▶ [WORK REQUEST]: Nothing but an exact repetition of the entries should appear in the answer.
━━━ RECORDS PROVIDED ━━━
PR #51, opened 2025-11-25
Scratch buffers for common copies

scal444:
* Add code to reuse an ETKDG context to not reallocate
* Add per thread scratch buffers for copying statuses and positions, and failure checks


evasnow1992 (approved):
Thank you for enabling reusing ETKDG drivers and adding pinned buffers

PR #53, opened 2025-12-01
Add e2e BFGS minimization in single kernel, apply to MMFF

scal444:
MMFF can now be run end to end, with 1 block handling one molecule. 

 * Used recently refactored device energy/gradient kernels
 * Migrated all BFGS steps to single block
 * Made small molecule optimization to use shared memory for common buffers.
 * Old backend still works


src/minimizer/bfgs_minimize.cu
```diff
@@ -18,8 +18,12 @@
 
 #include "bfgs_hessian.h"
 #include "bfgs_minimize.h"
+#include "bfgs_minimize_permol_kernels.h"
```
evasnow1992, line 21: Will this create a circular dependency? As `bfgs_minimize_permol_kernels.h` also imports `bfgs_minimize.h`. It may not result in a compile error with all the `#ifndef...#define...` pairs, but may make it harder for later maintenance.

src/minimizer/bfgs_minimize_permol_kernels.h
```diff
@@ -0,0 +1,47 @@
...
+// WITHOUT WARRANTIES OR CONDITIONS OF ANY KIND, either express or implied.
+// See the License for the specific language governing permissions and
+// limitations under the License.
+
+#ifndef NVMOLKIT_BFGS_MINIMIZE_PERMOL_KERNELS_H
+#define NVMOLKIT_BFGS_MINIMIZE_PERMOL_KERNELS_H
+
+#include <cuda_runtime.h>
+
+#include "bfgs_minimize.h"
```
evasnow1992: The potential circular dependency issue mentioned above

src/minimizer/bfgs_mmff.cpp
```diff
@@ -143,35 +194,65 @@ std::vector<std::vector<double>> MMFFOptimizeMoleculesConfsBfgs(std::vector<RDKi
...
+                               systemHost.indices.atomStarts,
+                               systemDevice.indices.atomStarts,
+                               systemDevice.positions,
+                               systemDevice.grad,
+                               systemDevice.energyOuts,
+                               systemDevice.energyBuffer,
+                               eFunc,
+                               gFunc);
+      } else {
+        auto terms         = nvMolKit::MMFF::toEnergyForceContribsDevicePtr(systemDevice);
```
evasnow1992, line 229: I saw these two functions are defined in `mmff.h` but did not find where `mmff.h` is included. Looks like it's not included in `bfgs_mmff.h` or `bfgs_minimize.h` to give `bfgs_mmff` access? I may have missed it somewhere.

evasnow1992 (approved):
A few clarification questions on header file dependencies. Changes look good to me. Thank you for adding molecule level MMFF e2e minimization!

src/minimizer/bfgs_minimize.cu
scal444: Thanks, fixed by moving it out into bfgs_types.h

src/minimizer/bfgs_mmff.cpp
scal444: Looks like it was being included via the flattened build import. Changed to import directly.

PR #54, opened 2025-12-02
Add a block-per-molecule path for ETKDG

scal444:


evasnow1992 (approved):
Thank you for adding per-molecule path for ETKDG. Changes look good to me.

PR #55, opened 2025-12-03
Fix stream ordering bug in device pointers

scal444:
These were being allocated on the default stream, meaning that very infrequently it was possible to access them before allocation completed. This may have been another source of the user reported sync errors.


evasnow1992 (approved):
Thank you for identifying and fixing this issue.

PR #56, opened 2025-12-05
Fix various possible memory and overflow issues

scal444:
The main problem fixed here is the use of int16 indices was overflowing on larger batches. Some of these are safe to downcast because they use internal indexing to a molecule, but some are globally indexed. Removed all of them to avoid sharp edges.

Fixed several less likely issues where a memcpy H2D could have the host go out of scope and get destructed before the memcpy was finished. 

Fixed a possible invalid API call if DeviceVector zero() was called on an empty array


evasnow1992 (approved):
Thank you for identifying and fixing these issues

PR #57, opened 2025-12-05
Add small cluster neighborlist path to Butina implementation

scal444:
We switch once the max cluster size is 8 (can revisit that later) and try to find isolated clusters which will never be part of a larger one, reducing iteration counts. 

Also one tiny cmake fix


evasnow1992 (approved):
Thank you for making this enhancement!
━━━
▶ [EXPECTED ANSWER]:
PR #51, opened 2025-11-25
Scratch buffers for common copies

scal444:
* Add code to reuse an ETKDG context to not reallocate
* Add per thread scratch buffers for copying statuses and positions, and failure checks


evasnow1992 (approved):
Thank you for enabling reusing ETKDG drivers and adding pinned buffers

PR #53, opened 2025-12-01
Add e2e BFGS minimization in single kernel, apply to MMFF

scal444:
MMFF can now be run end to end, with 1 block handling one molecule. 

 * Used recently refactored device energy/gradient kernels
 * Migrated all BFGS steps to single block
 * Made small molecule optimization to use shared memory for common buffers.
 * Old backend still works


src/minimizer/bfgs_minimize.cu
```diff
@@ -18,8 +18,12 @@
 
 #include "bfgs_hessian.h"
 #include "bfgs_minimize.h"
+#include "bfgs_minimize_permol_kernels.h"
```
evasnow1992, line 21: Will this create a circular dependency? As `bfgs_minimize_permol_kernels.h` also imports `bfgs_minimize.h`. It may not result in a compile error with all the `#ifndef...#define...` pairs, but may make it harder for later maintenance.

src/minimizer/bfgs_minimize_permol_kernels.h
```diff
@@ -0,0 +1,47 @@
...
+// WITHOUT WARRANTIES OR CONDITIONS OF ANY KIND, either express or implied.
+// See the License for the specific language governing permissions and
+// limitations under the License.
+
+#ifndef NVMOLKIT_BFGS_MINIMIZE_PERMOL_KERNELS_H
+#define NVMOLKIT_BFGS_MINIMIZE_PERMOL_KERNELS_H
+
+#include <cuda_runtime.h>
+
+#include "bfgs_minimize.h"
```
evasnow1992: The potential circular dependency issue mentioned above

src/minimizer/bfgs_mmff.cpp
```diff
@@ -143,35 +194,65 @@ std::vector<std::vector<double>> MMFFOptimizeMoleculesConfsBfgs(std::vector<RDKi
...
+                               systemHost.indices.atomStarts,
+                               systemDevice.indices.atomStarts,
+                               systemDevice.positions,
+                               systemDevice.grad,
+                               systemDevice.energyOuts,
+                               systemDevice.energyBuffer,
+                               eFunc,
+                               gFunc);
+      } else {
+        auto terms         = nvMolKit::MMFF::toEnergyForceContribsDevicePtr(systemDevice);
```
evasnow1992, line 229: I saw these two functions are defined in `mmff.h` but did not find where `mmff.h` is included. Looks like it's not included in `bfgs_mmff.h` or `bfgs_minimize.h` to give `bfgs_mmff` access? I may have missed it somewhere.

evasnow1992 (approved):
A few clarification questions on header file dependencies. Changes look good to me. Thank you for adding molecule level MMFF e2e minimization!

src/minimizer/bfgs_minimize.cu
scal444: Thanks, fixed by moving it out into bfgs_types.h

src/minimizer/bfgs_mmff.cpp
scal444: Looks like it was being included via the flattened build import. Changed to import directly.

PR #54, opened 2025-12-02
Add a block-per-molecule path for ETKDG

scal444:


evasnow1992 (approved):
Thank you for adding per-molecule path for ETKDG. Changes look good to me.

PR #55, opened 2025-12-03
Fix stream ordering bug in device pointers

scal444:
These were being allocated on the default stream, meaning that very infrequently it was possible to access them before allocation completed. This may have been another source of the user reported sync errors.


evasnow1992 (approved):
Thank you for identifying and fixing this issue.

PR #56, opened 2025-12-05
Fix various possible memory and overflow issues

scal444:
The main problem fixed here is the use of int16 indices was overflowing on larger batches. Some of these are safe to downcast because they use internal indexing to a molecule, but some are globally indexed. Removed all of them to avoid sharp edges.

Fixed several less likely issues where a memcpy H2D could have the host go out of scope and get destructed before the memcpy was finished. 

Fixed a possible invalid API call if DeviceVector zero() was called on an empty array


evasnow1992 (approved):
Thank you for identifying and fixing these issues

PR #57, opened 2025-12-05
Add small cluster neighborlist path to Butina implementation

scal444:
We switch once the max cluster size is 8 (can revisit that later) and try to find isolated clusters which will never be part of a larger one, reducing iteration counts. 

Also one tiny cmake fix


evasnow1992 (approved):
Thank you for making this enhancement!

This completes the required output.